— Не понимаю, что вы хотите сказать? — проворчала мадам Рувэйр.
— Только то, что на войне становишься мужчиной, — начал было задетый Даниель. Лиз выпрямилась, точно ужаленная. Губы ее судорожно искривились от злости.
— Подразумевается, что женщиной становятся в постели?
— Ах, Лиз! Как ты можешь говорить такие вещи!
— Не глупи, мама. Пусть на траве. Я-то понимаю, что имел в виду этот господин…
Лавердон грубо расхохотался.
— Ведь именно это вы подразумевали?
— Вовсе нет. Я об этом и не думал.
— Во всяком случае, ваша точка зрения абсурдна. Она нелепа. Да и вообще, что вы можете знать о войне?
— Лизетт, ты переходишь границы! Дорогой друг, извините ее, не сердитесь…
Но Лавердон не сердился. Наоборот, ему очень интересно было бы узнать… Лиз продолжала, торжествуя:
— Во время бегства мне было шесть лет. Помнишь, мама, как нас бомбили в Жиене? Одной старухе оторвало голову, а тебя мы никак не могли найти. Ты спряталась под телегой. Мне было столько же, когда отца принесли на носилках, а наш дом до сих пор забаррикадирован. Мне было одиннадцать лет, когда атомная бомба упала на Хиросиму. Водородная взорвется, вероятно, к моему двадцатилетию. Не знаю, поймете ли вы меня, но я привыкла к войне. Войной меня не удивишь, придумайте что-нибудь другое.
— Конечно, Лизетт, — свысока начал Лавердон. — Конечно, вы познали страхи войны, познали ее ужасы. Но вам не приходилось бывать в бою. Именно там становишься мужчиной.
— Вы отстаете ровно на одну войну, мой бедненький Лавердон. Вы все еще воображаете, что бои ведутся на фронте. Когда брали Берлин, мама устроила иллюминацию. Она решила, что это начало войны с русскими. Когда Трумэн послал американские войска в Корею, мама быстренько продала один из домов и купила золото. Война!.. С тех пор как я стала обедать вместе со взрослыми, за столом не говорят ни о чем другом. Значит, нечего мне рассказывать сказки. Рукопашные схватки хороши для военных сводок. Возможно, что вас они кое-чему научили. Но котировка курсов на Бирже чуточку поважнее, не так ли? И не тебе, мамочка, спорить со мной… Когда мсье Ревельон появился у нас в доме…
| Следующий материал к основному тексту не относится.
Issue #1769, opened 2018-04-30
teidata.pointer equivalent to move/@where


joeytakeda:
The Map of Early Modern London is continuing to encode mayoral pageants, which took place across a number of places throughout London. These documents detail both the performances at particular sites as well as how the entire show moved from one place to another. We would like to be able to encode these movements using the `<move>` element and link these to our database of places, but currently `move/@where` is defined as teidata.word. Is there an equivalent to denote a particular place defined by an entity? For example:

```
<move where="locations.xml#place1"/>
```
Can there be a way to denote a place via `@where` that is a pointer (note that `event/@where` *is* a teidata.pointer and requires pointing to a `<place>` element)?  I understand the utility of `move/@where` being teidata.word, so could there be a new attribute--maybe something like `@wherePtr` --that allowed a `<move>` to point to a defined place?

lb42:
Is it the case that your @where attributes will *always* take a URL value? If so, you could just redefine @where in your ODD with a teidata.pointer value. This would mean your texts are still unquestionably TEI conformant -- since teidata.pointer values are a subset of teidata.word values -- and it would be obvious to any user of your data what you were doing. Adding a new attribute would also work, but seems like more work/potential confusion.

martindholmes:
@lb42 using teidata.word to store pointers is OK within the project itself, but it isn't great for interchange; it would be difficult for a downstream user to determine whether something is a word or a pointer, unless an obvious protocol prefix is there (which it wouldn't be in this case -- just a private URI scheme).

lb42:
@martindholmes I think you are misunderstanding my point: a "downstream user" (whatever that is) should look at the ODD for the project to determine how an attribute's value should be interpreted. My suggestion is to make explicit there that your @where s are pointers.

martindholmes:
@lb42 You have more confidence in the willingness of future users of a file to investigate its background than me. :-) And the "downstream user" may not be human anyway.

lb42:
Well, if we are not allowed to assume that future users of a file might look at its associated schema, why are we bothering to provide schemas at all?

ebeshero:
This seems to be parsing things rather finely. I've got a question about the nature of subsets: @lb42 mentions that " teidata.pointer values are a subset of teidata.word values". What issues are there with interchange when we refine datatypes of attribute values to be a subset classification? I'm not sure I'm following why the refining of datatype in the schema is problematic for interchange.

lb42:
[...]

PR #1958, opened 2020-01-16
Adding where to new att.locatable to address #1769

ebeshero:
I've moved `@where` to a new `att.locatable` and I'm hoping we can look at / improve my new explanation of it. I'm also hoping we can add some translations to other languages here.

### DIFF
--- a/P5/Source/Guidelines/en/ND-NamesDates.xml
+++ b/P5/Source/Guidelines/en/ND-NamesDates.xml
@@ -815,6 +815,7 @@ target="#CONA"/>).  The tag -->The
         of one or other of the above three classes. Generic elements for state, trait, and event are also defined: <specList>
           <specDesc key="state"/>
           <specDesc key="trait"/>
+          <specDesc key="event"/>
           <specDesc key="listEvent"/>
           <!-- PB, 19-04-2012
     <specDesc key="listState"/>
--- a/P5/Source/Guidelines/en/ND-NamesDates.xml
+++ b/P5/Source/Guidelines/en/ND-NamesDates.xml
@@ -815,7 +815,6 @@ target="#CONA"/>).  The tag -->The
         of one or other of the above three classes. Generic elements for state, trait, and event are also defined: <specList>
           <specDesc key="state"/>
           <specDesc key="trait"/>
-          <specDesc key="event" atts="where"/>
           <specDesc key="listEvent"/>
           <!-- PB, 19-04-2012
     <specDesc key="listState"/>
--- a/P5/Source/Specs/att.locatable.xml
+++ b/P5/Source/Specs/att.locatable.xml
@@ -7,8 +7,25 @@ $Date$
 $Id$
 -->
 <?xml-model href="http://jenkins.tei-c.org/job/TEIP5-dev/lastSuccessfulBuild/artifact/P5/release/xml/tei/odd/p5.nvdl" type="application/xml" schematypens="http://purl.oclc.org/dsdl/nvdl/ns/structure/1.0"?>
-<classSpec xmlns="http://www.tei-c.org/ns/1.0" module="tei" type="atts" ident="att.locatable">
+<classSpec xmlns="http://www.tei-c.org/ns/1.0" xmlns:sch="http://purl.oclc.org/dsdl/schematron" module="tei" type="atts" ident="att.locatable">
   <desc versionDate="2020-01-15" xml:lang="en">provides attributes that specify locational information.</desc>
+<constraintSpec ident="att-locatable-where" scheme="schematron">
+    <constraint>
+      <sch:pattern id="testing-if-anyURI">
+      <sch:rule context="tei:*[@where[contains(string(), ':')]]">
+        <sch:assert test="matches(tokenize(@where/string(), ':')[1], '^[A-Za-z0-9+.-]+$')" role="warning">The value of the where attribute will need to conform to the xsd:anyURI datatype. If one or more colons are used, the first colon must only be preceded by one or more simple alphanumeric characters, the plus, minus, or period symbols: [A-Za-z0-9+.-]+.
+          Finally, if the # is present it must only appear once.</sch:assert>
+      </sch:rule>
+      <sch:rule context="tei:*[@where[contains(string(), '%')]]">
+        <sch:let name="tokens" value="tokenize(@where, '%')[position() gt 1]"/>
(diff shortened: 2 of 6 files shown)


ebeshero:
Okay, we're really passing build tests now. Let's take a look and see if this is what we want to add to the Guidelines.

P5/Source/Guidelines/en/ND-NamesDates.xml
```diff
@@ -815,7 +815,6 @@ target="#CONA"/>).  The tag -->The
         of one or other of the above three classes. Generic elements for state, trait, and event are also defined: <specList>
           <specDesc key="state"/>
           <specDesc key="trait"/>
-          <specDesc key="event" atts="where"/>
```
peterstadler: why is `<event>` removed completely?

P5/Source/Specs/att.locatable.xml
```diff
@@ -0,0 +1,58 @@
...
+Copyright TEI Consortium. 
+Dual-licensed under CC-by and BSD2 licences 
+See the file COPYING.txt for details
+$Date$
+$Id$
+-->
+<?xml-model href="http://jenkins.tei-c.org/job/TEIP5-dev/lastSuccessfulBuild/artifact/P5/release/xml/tei/odd/p5.nvdl" type="application/xml" schematypens="http://purl.oclc.org/dsdl/nvdl/ns/structure/1.0"?>
+<classSpec xmlns="http://www.tei-c.org/ns/1.0" module="tei" type="atts" ident="att.locatable">
+  <desc versionDate="2020-01-15" xml:lang="en">provides attributes that specify locational information.</desc>
+  <attList xmlns:rng="http://relaxng.org/ns/structure/1.0">
```
peterstadler: this rng prefix namespace declaration seems to be an unnecessary copy/paste leftover?

P5/Source/Specs/att.locatable.xml
```diff
@@ -0,0 +1,58 @@
...
+    <attDef ident="where" usage="opt">
+      <desc versionDate="2020-01-15" xml:lang="en">The <att>where</att> specifies a location by using a URI to another resource.</desc>
```
peterstadler: maybe better: "by using a URI to point at another resource"?

P5/Source/Specs/att.locatable.xml
```diff
@@ -0,0 +1,58 @@
...
+                <l>HIſtory, Truth, and Vertue ſeeke by name,</l>
+                <!--...-->
+              </lg>
+            </sp>
+          </div>
+        </egXML>
+      </exemplum>
+ 
+  <remarks versionDate="2020-01-15" xml:lang="en">
+    <p>This attribute class provides <att>where</att> for use in pointing to a URI containing a canonical name or information about the locational context of an <gi>event</gi> or a <gi>move</gi> on stage. It can be used for pointing out blocking cues, as in stage left, right, or center, where these locations are defined in the <gi>teiHeader</gi> or an external source. It may also be used to point to a canonical <gi>place</gi> defined in a <gi>listPlace</gi>.</p>
```
peterstadler: maybe: "… for use in pointing to a resource containing a canonical …"

P5/Source/Specs/move.xml
```diff
@@ -173,7 +104,7 @@ $Id$
         </castList>
       </performance>
       <!-- ... -->
-      <stage type="entrance"><move who="#bellaf" type="enter" where="L" perf="#perf1"/> Enter
+      <stage type="entrance"><move who="#bellaf" type="enter" where="#L" perf="#perf1"/> Enter
```
peterstadler: I think we'll need an example for resolving the `where="#L"` as all other targets of references ("#bellaf" and "#perf1") are provided.

P5/Source/Specs/move.xml
```diff
@@ -203,7 +134,7 @@ $Id$
         </castList>
       </performance>
       <!-- ... -->
-      <stage type="entrance"><move who="#zh-tw_bellaf" type="enter" where="L" perf="#perf1"/>
+      <stage type="entrance"><move who="#zh-tw_bellaf" type="enter" where="#L" perf="#perf1"/>
```
peterstadler: see above for resolving the `where="#L"`. 
And it just occurred to me, that this should probably be 'localized' as well, i.e. `where="#zh-tw_L"` – which is also true for the `@perf` here!

peterstadler (changes requested):
the bibliography shows a lot of whitespace changes. Is it somehow possible to reset these and only add the needed changes?

P5/Source/Specs/att.locatable.xml
martindholmes: The wording is a little weird here too: "The `@where` specifies...". Should be "the `<att>where</att>` attribute specifies...", no?

P5/Source/Guidelines/en/ND-NamesDates.xml
ebeshero: @peterstadler Oops! Thanks for catching that--I was just intending to remove the atts.

P5/Source/Specs/att.locatable.xml
ebeshero: Yep--good catch. I'm removing it now.

P5/Source/Specs/att.locatable.xml
ebeshero: Thanks--just checking these off as I edit them. :-)

P5/Source/Specs/att.locatable.xml
ebeshero: Yes--that's better! Edited.

ebeshero: I'm also adding a bit more to the remarks to make the drama context a little clearer for `<move>`.

ebeshero:
@peterstadler @martindholmes @martinascholger @TEITechnicalCouncil Thanks for your help with this PR! I've made some changes as we discussed to expand the examples, so we now have some lists of stage movements for `@where` to point to. I've also made some revisions to the wording. How does this look? Also, can I get some help with figuring out how to do something *like* a deprecation of the old way of doing things, like we discussed in our meeting? @sydb : I'm trying to remember how we do this.

ebeshero:
Edited the above to separate this part out: **If** we decide this is okay to merge into dev, can I get some help with figuring out how to do something *like* a deprecation of the old way of doing things, like we discussed in our meeting? @sydb : I'm trying to remember how we do this.

ebeshero:
Just an update on this branch--I think we resolved the requested changes now, but there's an outstanding issue (not on the reviews I think?) about how we talk to people about their use of the new datatype on `@where` which might invalidate existing values. I could use a little help with that, but I'll try something on it later today.

ebeshero:
VF2F decision: We are thinking of better ways to handle the expression of stage movement, and think `att.locatable` is probably not the best approach to take now. Closing and not merging.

Услышав это имя, Лавердон дернулся и выпалил:
— К счастью, Лиз, есть еще люди, готовые сражаться с врагом. Если бы все думали, как вы, некому было бы лупить вьетов.
— А позвольте вас спросить, — упрямо продолжала Лиз — кто будет лупить врага, когда начнут падать атомные бомбы? Вы?… Вас тогда будут показывать на ярмарках среди развалин. «Спешите видеть! Спешите видеть! Даниель Лавердон, человек, спящий в обнимку с водородной бомбой!» Вы просто бредите. Тень на камне — вот что мы такое. Вы, и я, и все остальные. Мы исчезнем бесследно, никто даже не поймет, как это случилось… Если, конечно, на земле еще останутся люди, способные интересоваться прошлым…
— Но это же пропаганда! — закричала мадам Рувэйр.
Лиз не ответила. К чему? Мать не читала ничего, кроме «Фигаро», Лиз успела забыть, к чему она завела этот разговор. Ей хотелось сбить спесь с этого вояки, уколоть, сделать ему больно. Она возненавидела его. Он ей напомнил отца, которого она тоже не любила, сама не зная почему. По его вине она росла одинокой, запуганной девчонкой. А теперь этот мамашин альфонс смеет ее поучать… Оба они твердят свои примитивные истины. Как это говорит Максим: «Я не удовлетворен, значит, я есмь…» Нет, не так. «Я не удовлетворен, следовательно, существую…» Забыла. Да и все равно, им этого не понять, не стоит и трудиться. Впрочем, усталость и отвращение к себе — это колорит эпохи. Как-то, после очередного длинного разговора, Максим сел писать эссе. Вступления и заглавия Максиму удаются. Он готов рассказывать о них первому встречному. Затем заносит их печатными буквами в записную книжку. На этом обычно его работа кончается. Как это у него? Ах, да: «Мы, поколение атомной пустыни, имеем право совершать то, на что не отваживались наши предшественники. Ни божеских, ни человеческих законов для нас не существует… Это называется правом на жизнь…» Там было гораздо длиннее, но все равно, этого им не понять. Максим говорил, что этот трюк оправдывает все, педерастию и грабеж, убийство и кровосмешение. Тогда ей эта теория показалась забавной. «Право на жизнь» — это были ее слова. Но сегодня они не звучали. А тут еще мать жужжала над ухом: американцы то, американцы это…
— Я читаю газеты, мама.
— Но Даниель не мог их читать!..
Лиз приняла свой обычный пресыщенный вид. Придется дать мсье Лавердону некоторые элементарные разъяснения, как иностранцу, только что сошедшему с корабля.